Paulette Missambo, enseignante de formation, plusieurs fois Ministre, vient d’être élue Présidente de l’Union Nationale (UN).

Après plusieurs reports, le congrès électif de l’Union nationale (UN) s’est finalement tenu ce jour samedi 13 novembre 2022. Et comme cela était prévisible, la candidate Paulette Missambo a pris le dessus sur Paul Marie Gondjout par un score de 310 voix contre 298. C’est donc cette dernière qui devra désormais présider aux destinées de l’UN.

Malgré les efforts qu’il a fourni pour venir à bout de son adversaire, malgré le coup de pousse de dernière minute que lui apporté son beau-père Zacharie Myboto, Paul Marie n’a malheureusement pas fait le poids face à une Paulette Missambo soutenue de bout en bout par les « amoïstes » qui avaient sollicités sa candidature lors du congrès du 5 décembre 2020.

Mais les choses n’ont pas été faciles, car Missambo l’emporte d’une courte victoire. On parle d’une différence de 12 voix. Pour la gagnante de ce soir, c’est désormais un nouveau challenge. On peut espérer que désormais les guerres de tranchées sont finies. Elle doit désormais travailler à recoller les morceaux d’une campagne sans merci et au couteau, entre les deux factions.

Du côté de Paul Marie Gondjout, il gagnerait à ne pas se montrer mauvais perdant. Il poserait un grand acte en reconnaissant sa défaite et en félicitant la gagnante. Il donnerait ainsi aux siens et à l’ensemble des militants de son parti, qu’il est un grand démocrate et non chef de ou un représentant de « clan ».

Paul Marie Gondjout a-t-il démérité ? Nous pensons que non. Sauf que sa qualité de beau-fils de Zacharie Myboto l’a certainement desservit, comme également l’attitude attentiste des membres de son équipe, face aux « va-t’en-guerre » de Paulette Missambo ».

Toutefois, au-delà du résultat de ce soir, l’Union nationale vient de donner à la classe politique, l’image d’un grand parti où la démocratie se vit.
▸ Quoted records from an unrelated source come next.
PR #1758, opened 2023-12-14
chore: use connected peers instead of discovered peers for protocols

danisharora099:
## Problem

There is a problem in the peers we choose during a protocol request: we currently get discovered peers while we should be getting and using peers that we have an open connection with.

## Solution

Use connected peers instead of discovered peers that might not be connected

## Notes

Interesting how we didn't run into any problems with this until now


packages/tests/tests/utils.spec.ts
```diff
@@ -266,3 +270,37 @@ describe("selectPeerForProtocol", () => {
...
+    await waku.dial(await nwaku.getMultiaddrWithId());
+    await waitForRemotePeer(waku, [Protocols.Filter]);
+  });
+
+  afterEach(async function () {
+    this.timeout(10000);
+    await tearDownNodes(nwaku, waku);
+  });
+
+  it("returns all connected peers that support the protocol", async function () {
```
adklempner, line 297: Is there an easy way to have a discovered peer that's disconnected? Might be nice to have a test to ensure that peer isn't included

adklempner (approved):

weboko (approved):

packages/tests/tests/utils.spec.ts
danisharora099: hum can you clarify what you mean? 
like for a peer that doesn't support the protocol but is `discovered` -- it should not be `connected`, right?

--
merging this for now, please feel free or let me know to add a test case for that as a followup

Les choses, il faut le reconnaitre, n’étaient du tout faciles. Entre les dénigrements, les suspicions et parfois les injures, la démocratie a finalement parlé et a désigné un vainqueur. Il reste à la nouvelle patronne du parti de raffermir et de conserver cet acquis. Pour cela, elle doit faire preuve d’humilité et tendre la main au vaincu. Ne surtout pas chercher à l’humilier.